Una notizia piuttosto interessante, viste le continue diatribe social tra professionisti sanitari pro e contro vaccini, arriva dal Texas (USA): un’infermiera ‘no vax’ è stata sospesa dal servizio. E indovinate un po’? La causa di questo suo allontanamento dal posto di lavoro è stata proprio la sua discutibile attività sui social network.

Sotto accusa un post in particolare, in cui la sanitaria aveva dichiarato che stava pensando di passare un tampone sulla bocca di un piccolo paziente colpito gravemente dal morbillo (e ricoverato nell’ospedale in cui lei lavora, il Texas Children’s Hospital di Houston), per trasmettere la malattia al figlio 13enne. Così da ‘immunizzarlo’.

La ‘geniale’ idea è stata postata in un gruppo critico verso le iniezioni scudo di nome ‘Proud Parents of Unvaccinated Children – Texas’ (genitori orgogliosi di bambini non vaccinati…), e all’inizio appariva come una lunga riflessione sulla gravità dei sintomi del morbillo: “Questa settimana ho visto il morbillo per la prima volta nella mia carriera, come la maggior parte dei miei colleghi e dei medici dell’emergenza. E’ stato terribile. Il bambino stava molto male, abbastanza da essere ricoverato nel reparto di terapia intensiva. Non lo potevi toccare senza che gemesse per il dolore”.

Ma nonostante tutto questo, l’infermiera proprio non ha pensato di rivedere la propria posizione intransigente sui vaccini. Anzi, lo specifica chiaramente: “Non lo farò mai, ma volevo condividere la mia esperienza”. E poi è arrivato il totale tracollo scientifico e professionale, in cui ha spiegato di voler esporre suo figlio al virus.

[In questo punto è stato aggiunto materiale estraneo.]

PR #2987, opened 2025-03-14
Wizard: Disable "No results found" options (HMS-5641)

regexowl:
The "No results found for <searchTerm>" options were previously enabled, but ignored upon click. This disables them properly and adds tests to check if they're disabled.

Before:
image

After:
image

JIRA: [HMS-5641](https://issues.redhat.com/browse/HMS-5641)

### DIFF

Quindi, come riportato da diversi media internazionali e dall’AdnKronos, l’ospedale ha avviato un’indagine e lo scorso venerdì ha sospeso la sanitaria, allontanandola dai pazienti.

La struttura, con un’email al ‘Daily Mail’ online, ha dichiarato di prendere la cosa molto seriamente e di aver avviato “un’indagine approfondita”.

E da noi? Avviene lo stesso, qui nel bel paese? Dove tutti, in sanità, vogliono starsene beati col deretano su una poltrona e con la testa ben nascosta sotto alla sabbia?

Visti i continui ‘peti intellettuali’ social di molti infermieri, palesemente contro i vaccini e contro la scienza ufficiale, ignorati dai rispettivi Ordini professionali e perciò liberi di disinformare assai pericolosamente i cittadini, sembra proprio di no.

Eppure qui non si tratta di libertà di opinione o di espressione… Perché come ha recentemente sottolineato un notissimo divulgatore scientifico (VEDI), la scienza non è e non può essere democratica.

Ricordiamo ai professionisti italiani un tantino ‘distratti’, che spesso si abbandonano sui social a divagazioni assai poco scientifiche nel goffo tentativo di difendere le molte castronerie ‘no vax’, che l’infermiere è un educatore sanitario (decreto 739 del 1994) e che “riconosce il valore della ricerca, della sperimentazione clinica e assistenziale per l’evoluzione delle conoscenze e per i benefici sull’assistito” (art. 12 del Codice Deontologico).

“INFERMIERE NO VAX” è pertanto un ossimoro. Una contraddizione. Un qualcosa che non ha ragion d’essere. Che mina nelle sue fondamenta il ruolo e la credibilità del professionista sanitario infermiere. E che può, pertanto, essere segnalato all’Ordine professionale.